KY4 : Flavour profile : Tobacco, Caramel, Vanilla

This is the very first one i tried as i am a huge fan of RY4's. I taste nuttiness, ALOT of it, lol. The tobacco is there, but to me its hidden beneath the nuttiness, and i hardly taste any vanilla. I must say that they do describe the tobacco as a nutty tobacco, but i think because i haven't had any nutty vapes in a while, it really stood out for me, but after a few minutes, the nuttiness toned down, as my palette was getting used to it, and i could taste the excellent, smooth tobacco that was hidden in there. To me, its one of those that i sit on the fence with whether i would buy again or not, but its a good, high quality juice. If you enjoy a nutty tobacco, you will probably love this juice. 

Kentucky Premium Blend : Flavour profile : Tobacco, Caramel :

This e-liquid is how KY4 starts its life, Kentucky Premium Blend, which is only tobacco and hints of caramel, but they add extras to it to make KY4. This is a much more subtle version of KY4, its less sweet, which makes the tobacco stand out so much more. Strangely, the nuttiness is much less apparent here too (unless its my palette that got used to it). The tobacco and caramel (much less caramel than KY4) fuse in harmony, and its a 50/50 blend with the tobacco and caramel. This is where i can taste the high quality, smooth tobacco, really, really good!! The best i can do to describe this tobacco, is if you compare a Marlboro to a Stuyvesant, the Marlboro is just so much smoother. Excellent e-liquid.

Kentucky Maplewood : Flavour profile : tobacco, Maple

This is exactly the same as the Kentucky Premium Blend, except, the caramel has been replaced with Maple syrup. Its just as good, if not better !! Really enjoyable. Excellent juice

Kentucky Honeywood : flavour profile : tobacco, honey :

Again, this is exactly the same as the original KPB, except honey instead of caramel. I left this one to try for last, as i love keeping the best for last. I love honey, and sweet things, however, this one disappointed me. The genuine honey taste is there, but something tastes as if its off/over ripe, spoiling the overall taste for me. Don't get me wrong, its still a good, high quality juice, but for me, if theres something small that's not quite right, it spoils the whole experience.

The throat hit for a 10mg juice is a tad bit below average, although its nice and smooth. I usually vape 12mg's, but most 9mg's satisfy me. If i'd known, i would have ordered 15mg, would have felt like 12 i suppose. These aren't in your face flavour juices, which makes them excellent all day vapes. 

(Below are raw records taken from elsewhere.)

PR #4953, opened 2020-11-02
Revert routing for longer review

tephenavies:
### What this PR does

Revert routing PR to fix CI & relative URL issues. We should put the routing changes through a longer review process to consider all of the impacts of those changes.

### Checklist

-   [ ] Fix up changelog


nf-s (approved):

nf-s:
https://github.com/TerriaJS/terriajs/pull/4679 has broken quite a few things:

- CI doesn't work - http://ci.terria.io/next/ is requesting http://ci.terria.io/build/TerriaMap.js instead of http://ci.terria.io/next/build/TerriaMap.js

- the default proxy URL is `proxy/` not `/proxy/` - so if I add a WMS item from the catalog - my legend has URL: http://localhost:3001/catalog/proxy/_0d/...

- If you go to http://localhost:3001/catalog and then click a WMS group the catalog disappears

- How do we host terria statically? Can we disable this?

- Does this issue - https://github.com/TerriaJS/catalog-converter/issues/19 - mean all catalog URLs have to be absolute now? We shouldn't have to write absolute URLs

I think https://github.com/TerriaJS/terriajs/pull/4679 and the TerriaMap PR (https://github.com/TerriaJS/TerriaMap/pull/500) should be reverted, it needs more to be more thought out and more thoroughly tested.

Hope this review was informative to you guys, my first juice review

Reactions: Like 1 | Winner 1 | Informative 2


----------



## Rowan Francis (29/12/13)

did you get these locally or did you import them yourself ??


----------



## Zodiac (30/12/13)

Hi Rowan, Its not a local product, from USA


----------



## Andre (30/12/13)

Thanks Zodiac. Great reviews. Have been looking at Vermillion Rivers for some time as their juices are quite readily available. I like my tobaccos on the dry/earthy side (like HHV's Huntsman) and suspect these will be too sweet for me.

Reactions: Like 1


----------



## Zodiac (30/12/13)

Matthee said:


> Thanks Zodiac. Great reviews. Have been looking at Vermillion Rivers for some time as their juices are quite readily available. I like my tobaccos on the dry/earthy side (like HHV's Huntsman) and suspect these will be too sweet for me.

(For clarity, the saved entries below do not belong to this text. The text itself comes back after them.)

PR #4957, opened 2020-11-03
Fix missing padlock

reginapramesti:
### What this PR does

Fixes https://github.com/TerriaJS/nsw-digital-twin/issues/464

NSW Digital Twin now fetches straight from portal for datasets with access control restrictions. So far access control has only been implemented on `MagdaReference` items, so this PR implements it on `ArcGisPortalCatalogGroup` and `ArcGisPortalItemReference`.

### Checklist

-   [x] ~~There are unit tests to verify my changes are correct or~~ unit tests aren't applicable (if so, write quick reason why unit tests don't exist): it's a small bug fix


rowanwins:
As I read it this PR will apply the padlock to all items which come from portal which probably isn't ideal as some content is public. For  the current real-world use in the NSW Digital Twin this is probably ok because we're only retrieving secured items via the `ArcGisPortalCatalogGroup`, however it is possible to use it for public items and so the public isn't really relevant in those cases.

Perhaps it ought to be a trait that can be set?

reginapramesti:
I'm a bit confused, probably because I don't fully know how everything is fully integrated. What do you mean by applying the padlock to all items? 

At the moment it gives the portal items an `access` property from the `AccessControlMixin` (just like how it's done on `MagdaReference`), to determine whether it's private/public. From this, `"public"` datasets wouldn't have the padlock whereas private (anything else that isn't `"public"`) datasets would. I figured the implementation of whether or not it's visible by the public is handled elsewhere but I could be wrong? 🤔 how would it work using a trait?

rowanwins:
Another thought... The `ArcGisPortalItemReference` and `ArcGisPortalGroup` should be able to determine if an item has a padlock or not as they are created.

The [REST API documents](https://developers.arcgis.com/rest/users-groups-and-items/item.htm) an `access` property on a portal item. The same can also be done [groups API](https://developers.arcgis.com/rest/users-groups-and-items/group.htm) which also has an  `access` property

So I think perhaps you've done the first step of adding the mixin, and now you just need to populate the individual items with whether they are padlocked or not...

reginapramesti:
I think that's already handled by the mixin itself through the `isPrivate` get function, and the UI already handles the adding of padlocks to private datasets

lib/Models/ArcGisPortalItemReference.ts
```diff
@@ -6,6 +6,7 @@ import URI from "urijs";
 import isDefined from "../Core/isDefined";
 import { JsonObject } from "../Core/Json";
 import loadJson from "../Core/loadJson";
+import AccessControlMixin from "../ModelMixins/AccessControlMixin";
```
KeyboardSounds, line 9: What does the AccessControlMixin do here in the Reference version of the CatalogGroup?

reginapramesti: It's so that we can call the `setAccessType` function in `ArcGisPortalCatalogGroup`, which allows us to give the catalog item an `access` property (`"public"/"private"/etc`). Basically with this mixin for each catalog item we can assign it an access value based on its access control settings in portal. By default `AccessControlMixin` is already incorporated in a `CatalogMemberMixin`, so I didn't have to add it to `ArcGisPortalCatalogGroup`, but not in references like `MagdaReference` and `ArcGisPortalItemReference`, so I had to add that mixin (just like how it was done in `MagdaReference`).

KeyboardSounds (approved):

AnaBelgun:
this is medium only because of Regina's availability constraint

Thanks Mathee, the KY4 will definitely be too sweet for you, however, the KPB is much more mellow. The tobacco is more nutty and woodsy. After vaping these, i went back to Heavenly Tobacco, and all of a sudden, this didn't seem sweet anymore (which it is), maybe shows how sweet the Vermillion actually is.


----------



## Andre (30/12/13)

Zodiac said:


> Thanks Mathee, the KY4 will definitely be too sweet for you, however, the KPB is much more mellow. The tobacco is more nutty and woodsy. After vaping these, i went back to Heavenly Tobacco, and all of a sudden, this didn't seem sweet anymore (which it is), maybe shows how sweet the Vermillion actually is.


Good to know, thanks Zodiac. HHV's Heavenly Tobacco is way too sweet for me, cannot vape it at all. So, seems you have confirmed that the Vermillion River juices you have reviewed, will not fit my taste profile - thanks.

Reactions: Like 1


----------



## RIEFY (30/12/13)

well done zodiac nice review and spot on.

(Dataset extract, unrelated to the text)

PR #4959, opened 2020-11-03
Replace Google Groups and Gitter with Github Discussions

tephenavies:


soyarsauce (approved):
Thanks for tidying this up! (& again for setting it up to begin with)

Sent from my GT-I9500 using Tapatalk HD

Reactions: Like 1 | Agree 1


----------



## Zodiac (30/12/13)

Thanks CVS  and glad that i could be of assistance Matthee

Reactions: Like 1


----------



## Silver (31/12/13)

@Zodiac, that was an excellent review! Thanks!
Loved the way you described each of the juices - easy to understand and follow. 
Looking forward to more reviews from you

Reactions: Like 2


----------



## Zodiac (31/12/13)

Silver1 said:


> @Zodiac, that was an excellent review! Thanks!
> Loved the way you described each of the juices - easy to understand and follow.
> Looking forward to more reviews from you


Thanks so much Silver1, thats my first review ever  Theres plenty more juices on the way, but i suspect that @CVS is looking forward to sound those reviews


----------



## Silver (1/1/14)

I am always keen to try new juices, so if you guys have any to sell, let me know.


----------



## Zodiac (2/1/14)

Silver1 said:


> I am always keen to try new juices, so if you guys have any to sell, let me know.


This was quite a small order Silver1, but will keep you in mind next time. In the mean time, CVS will be in contact with you shortly...

Reactions: Like 2


----------